What about NYC, the wealthiest city in the world? Consider:

• Despite the ‘90’s being a period of economic growth, four-fifths of NYC families saw their real incomes (adjusted for inflation) drop from 1989 to 1999. The poorest fifth of these families saw their incomes drop by 13 %, while the next poorest fifth lost 16%, the middle fifth lost 12% of their income, and the fourth fifth lost 5%. The fact that the wealthiest fifth gained 18% in income, while the wealthiest 5% gained 31% over the decade, led the NY Times to observe, “the rich are getting richer and the poor are growing in number.” Increasing inequality is one of the essential features of capitalism. By 2005, the top 20% of Manhattan earners made fifty-two times what the bottom 20% earned.

• The wealthy financial and corporate sector of NYC’s economy depends upon a large low-wage service sector, staffed by mainly black, Latino and immigrant workers, a contrast of wealth that reveals the racist heart of capitalism. In 2001, 20% of the city’s workforce earned $8 an hour or less, and 80% of these low-wage workers were black or Latino.

• With the wealthy sending their children to private schools, NYC’s public education system – which feeds CUNY – is a disgraceful failure. Overwhelmingly segregated, overcrowded and under funded, with class size considerably larger than the state average, NYC schools provide a quality education to only a select few. Most students, by the city’s own statistics, either drop out before graduating or are unprepared for college level work. Black and Latino communities have the worst performing schools, often with the most inexperienced teachers, and most students in those schools score poorly on state reading and math tests. Only a shocking 1% of black students in NYC pass a single Advanced Placement exam.

This failure to educate is deliberate, and reproduces the social hierarchy of capitalism. Spending on education fell from 29% of city expenditures in the early 70’s to 24% in 2005. Since large numbers of students are destined for dead-end jobs in the low-wage service sector, there is little motivation on the part of political and business elites to improve the school system, despite much rhetoric to the contrary.
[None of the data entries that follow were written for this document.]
PR #1274, opened 2026-08-17
fix(parser): accept [[ ... ]] as a brace-less function body

vivo75:
## Summary

bash's function-definition grammar allows the function body to be any
compound command, not just a brace group or subshell — including
`[[ ... ]]`, e.g. `is_thing() [[ -n $1 ]]`. brush's PEG grammar modeled
`[[ ... ]]` only as a top-level `Command::ExtendedTest` variant, disjoint
from `CompoundCommand`, so `function_body` (which only accepts
`compound_command`) rejected it outright with a syntax error — even for
the simplest case (`bash -c 'foo() [[ 1 == 1 ]]; foo'` succeeds in real
bash, fails in brush).

Real-world impact: I ran into this while experimenting with brush as an
embedded shell for a Gentoo Portage-adjacent project. Portage's
`bin/eapi.sh` defines ~60 predicate functions this exact way, e.g.:

```sh
___eapi_has_pkg_pretend() [[ ${1-${EAPI-0}} != [0-3] ]]
```

and that file is unconditionally sourced by `bin/isolated-functions.sh`,
so this single construct currently blocks brush from parsing essentially
any real ebuild/eclass pipeline from the get-go.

Capitalism Has Failed and Should be Left Behind

It should be obvious that capitalism is a failed social system. It provides immense wealth for a privileged few and heart-wrenching poverty and insecurity for billions. A sixth of humanity, over a billion people, live in slums, without many of the basic necessities of life. U.S. capitalism, a dominant power for most of the 20th century, now faces increased competition from rivals in the EU, Russia and China. As these regional rivals grow in economic and military power, U.S. imperialism has decided to use its superior military might to secure control over much of the world’s energy resources, a control that it hopes will give it an advantage in future conflicts. Hundreds of thousands of Iraqis have perished for this reason, and there is little doubt that more wars and more death and destruction are on the horizon. With more and more money diverted from social programs in order to pay for military expenditures, federal, state and city workers are being pressured to accept inferior “war contracts.”

Why continue to support a system that produces poverty, inequality, racism, environmental ruin, and endless imperialist war? We’re told that the failures of Soviet and Chinese socialism “prove” that there’s no alternative to capitalism, and many believe it. But people didn’t stop building bridges when the first ones they constructed fell down. People all over the world are looking for ways to get “beyond capital,” to build an egalitarian society worthy of humanity.

The capitalists have their organizations. The working class needs its own, one that fights for its class interests. The communist Progressive Labor Party is trying to be that organization. Professors can play an important role by letting their students know the truth about capitalism, by exposing the tracking and ideological functions of schools under bourgeois rule, and by recruiting a new generation of revolutionary communist fighters. Join us!